### Dataset records
================================
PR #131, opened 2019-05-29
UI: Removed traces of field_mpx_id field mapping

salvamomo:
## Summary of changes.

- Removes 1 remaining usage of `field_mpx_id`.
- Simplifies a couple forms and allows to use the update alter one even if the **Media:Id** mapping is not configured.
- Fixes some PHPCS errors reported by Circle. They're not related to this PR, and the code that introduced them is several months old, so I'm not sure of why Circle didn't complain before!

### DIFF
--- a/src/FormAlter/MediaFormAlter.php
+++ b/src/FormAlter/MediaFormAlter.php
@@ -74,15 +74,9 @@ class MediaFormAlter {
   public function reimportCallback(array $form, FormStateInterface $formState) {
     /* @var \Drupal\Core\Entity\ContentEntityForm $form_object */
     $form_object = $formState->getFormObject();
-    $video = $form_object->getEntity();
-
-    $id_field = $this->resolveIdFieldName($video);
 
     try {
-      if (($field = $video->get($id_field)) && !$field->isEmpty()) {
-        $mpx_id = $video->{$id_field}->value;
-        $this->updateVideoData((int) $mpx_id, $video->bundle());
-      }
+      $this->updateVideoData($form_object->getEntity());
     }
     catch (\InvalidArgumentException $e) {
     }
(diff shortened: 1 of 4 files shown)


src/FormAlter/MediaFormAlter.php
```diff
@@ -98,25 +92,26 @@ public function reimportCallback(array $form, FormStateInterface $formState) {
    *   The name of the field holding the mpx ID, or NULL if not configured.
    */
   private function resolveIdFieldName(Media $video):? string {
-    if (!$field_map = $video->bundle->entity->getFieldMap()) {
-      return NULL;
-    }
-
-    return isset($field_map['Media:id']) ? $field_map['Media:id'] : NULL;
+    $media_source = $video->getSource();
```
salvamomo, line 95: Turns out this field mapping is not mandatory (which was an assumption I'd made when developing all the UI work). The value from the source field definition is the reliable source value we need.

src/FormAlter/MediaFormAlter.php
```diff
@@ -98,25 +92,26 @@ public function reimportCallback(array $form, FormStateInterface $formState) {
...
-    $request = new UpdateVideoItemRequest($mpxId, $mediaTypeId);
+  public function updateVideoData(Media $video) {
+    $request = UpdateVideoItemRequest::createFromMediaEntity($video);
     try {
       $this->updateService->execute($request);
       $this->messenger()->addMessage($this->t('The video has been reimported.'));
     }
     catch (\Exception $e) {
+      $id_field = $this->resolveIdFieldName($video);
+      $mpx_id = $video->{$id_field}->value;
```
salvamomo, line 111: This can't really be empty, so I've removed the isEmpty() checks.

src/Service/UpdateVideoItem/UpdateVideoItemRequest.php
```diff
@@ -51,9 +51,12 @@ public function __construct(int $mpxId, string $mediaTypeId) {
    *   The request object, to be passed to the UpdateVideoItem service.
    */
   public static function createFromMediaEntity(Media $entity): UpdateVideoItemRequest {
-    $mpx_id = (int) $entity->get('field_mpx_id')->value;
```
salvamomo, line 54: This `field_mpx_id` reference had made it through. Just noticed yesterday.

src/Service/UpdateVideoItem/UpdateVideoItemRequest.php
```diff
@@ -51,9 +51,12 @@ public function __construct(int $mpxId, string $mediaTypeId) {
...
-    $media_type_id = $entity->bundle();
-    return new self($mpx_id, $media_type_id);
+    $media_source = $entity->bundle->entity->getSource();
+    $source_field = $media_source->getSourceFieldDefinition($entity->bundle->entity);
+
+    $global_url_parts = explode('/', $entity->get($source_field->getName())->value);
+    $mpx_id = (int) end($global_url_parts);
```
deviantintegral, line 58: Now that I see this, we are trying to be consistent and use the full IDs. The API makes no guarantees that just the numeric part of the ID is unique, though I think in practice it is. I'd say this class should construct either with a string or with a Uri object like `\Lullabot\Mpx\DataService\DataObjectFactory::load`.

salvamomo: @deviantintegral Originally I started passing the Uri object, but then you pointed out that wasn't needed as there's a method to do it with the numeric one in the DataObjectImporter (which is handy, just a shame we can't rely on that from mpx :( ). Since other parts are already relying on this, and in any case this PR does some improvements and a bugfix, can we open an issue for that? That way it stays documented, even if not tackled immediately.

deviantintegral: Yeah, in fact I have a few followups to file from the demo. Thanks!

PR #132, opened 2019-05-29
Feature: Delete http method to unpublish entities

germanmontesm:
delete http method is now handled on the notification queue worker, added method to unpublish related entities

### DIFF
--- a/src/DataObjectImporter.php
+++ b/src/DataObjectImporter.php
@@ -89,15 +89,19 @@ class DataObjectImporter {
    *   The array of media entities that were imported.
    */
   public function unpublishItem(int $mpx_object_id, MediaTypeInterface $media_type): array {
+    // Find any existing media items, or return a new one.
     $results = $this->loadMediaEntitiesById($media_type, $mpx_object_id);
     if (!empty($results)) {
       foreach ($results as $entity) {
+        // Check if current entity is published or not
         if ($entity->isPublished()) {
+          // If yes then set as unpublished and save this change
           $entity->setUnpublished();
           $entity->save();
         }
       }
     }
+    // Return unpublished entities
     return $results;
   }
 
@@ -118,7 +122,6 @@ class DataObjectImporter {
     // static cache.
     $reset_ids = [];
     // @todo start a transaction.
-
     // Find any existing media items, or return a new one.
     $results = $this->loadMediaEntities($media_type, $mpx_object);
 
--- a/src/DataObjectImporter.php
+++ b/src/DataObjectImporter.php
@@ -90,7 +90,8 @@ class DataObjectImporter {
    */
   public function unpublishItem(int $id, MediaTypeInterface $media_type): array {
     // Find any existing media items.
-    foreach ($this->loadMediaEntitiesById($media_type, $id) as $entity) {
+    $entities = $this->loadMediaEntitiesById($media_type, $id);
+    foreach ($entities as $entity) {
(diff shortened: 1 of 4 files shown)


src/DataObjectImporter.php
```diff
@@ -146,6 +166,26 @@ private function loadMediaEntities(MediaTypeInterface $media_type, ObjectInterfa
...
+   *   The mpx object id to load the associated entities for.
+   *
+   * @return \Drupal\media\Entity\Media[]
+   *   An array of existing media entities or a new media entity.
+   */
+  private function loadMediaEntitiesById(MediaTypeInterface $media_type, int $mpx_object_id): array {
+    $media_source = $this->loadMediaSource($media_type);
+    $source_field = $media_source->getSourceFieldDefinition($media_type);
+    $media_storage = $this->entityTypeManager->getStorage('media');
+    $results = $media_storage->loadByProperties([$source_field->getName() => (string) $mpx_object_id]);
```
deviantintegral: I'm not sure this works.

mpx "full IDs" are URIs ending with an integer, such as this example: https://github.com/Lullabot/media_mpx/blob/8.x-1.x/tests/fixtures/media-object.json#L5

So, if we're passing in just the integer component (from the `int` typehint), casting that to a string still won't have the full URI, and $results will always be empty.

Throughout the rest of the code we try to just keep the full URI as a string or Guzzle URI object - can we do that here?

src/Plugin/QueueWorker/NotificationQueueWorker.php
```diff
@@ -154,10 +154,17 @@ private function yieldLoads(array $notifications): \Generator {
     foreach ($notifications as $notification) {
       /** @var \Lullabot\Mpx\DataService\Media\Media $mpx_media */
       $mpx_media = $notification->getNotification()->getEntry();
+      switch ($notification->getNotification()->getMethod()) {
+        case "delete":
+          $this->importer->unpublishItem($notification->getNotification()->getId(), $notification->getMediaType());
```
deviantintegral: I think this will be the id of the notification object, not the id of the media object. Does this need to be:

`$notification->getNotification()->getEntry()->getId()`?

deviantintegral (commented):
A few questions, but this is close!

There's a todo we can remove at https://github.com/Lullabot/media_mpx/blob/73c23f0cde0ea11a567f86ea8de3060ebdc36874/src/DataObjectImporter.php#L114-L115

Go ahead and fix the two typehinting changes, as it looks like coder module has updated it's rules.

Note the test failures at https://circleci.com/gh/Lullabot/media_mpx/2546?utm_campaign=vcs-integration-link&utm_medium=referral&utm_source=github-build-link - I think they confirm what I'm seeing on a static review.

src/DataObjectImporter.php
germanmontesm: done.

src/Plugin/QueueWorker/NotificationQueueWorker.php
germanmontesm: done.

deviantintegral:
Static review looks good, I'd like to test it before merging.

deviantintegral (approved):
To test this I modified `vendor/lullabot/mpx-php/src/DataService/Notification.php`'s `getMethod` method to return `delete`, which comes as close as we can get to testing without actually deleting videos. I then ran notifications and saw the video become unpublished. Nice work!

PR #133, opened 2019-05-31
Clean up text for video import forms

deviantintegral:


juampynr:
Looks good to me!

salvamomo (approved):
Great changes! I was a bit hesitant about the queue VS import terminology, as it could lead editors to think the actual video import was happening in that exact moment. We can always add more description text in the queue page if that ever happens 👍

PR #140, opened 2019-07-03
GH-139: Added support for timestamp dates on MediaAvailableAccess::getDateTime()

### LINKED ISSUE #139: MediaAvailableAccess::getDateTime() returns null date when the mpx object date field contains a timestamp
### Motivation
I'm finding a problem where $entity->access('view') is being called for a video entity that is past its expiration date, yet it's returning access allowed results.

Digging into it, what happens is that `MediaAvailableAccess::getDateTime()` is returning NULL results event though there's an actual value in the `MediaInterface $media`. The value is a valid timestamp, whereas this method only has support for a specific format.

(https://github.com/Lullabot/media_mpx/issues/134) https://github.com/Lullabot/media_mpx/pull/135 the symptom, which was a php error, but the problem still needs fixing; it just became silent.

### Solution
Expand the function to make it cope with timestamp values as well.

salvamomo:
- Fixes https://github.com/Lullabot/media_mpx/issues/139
================================
### Task item
Among the lines above, which ones include the word "todo"? Copy them.

### Your response
     // @todo start a transaction.
There's a todo we can remove at https://github.com/Lullabot/media_mpx/blob/73c23f0cde0ea11a567f86ea8de3060ebdc36874/src/DataObjectImporter.php#L114-L115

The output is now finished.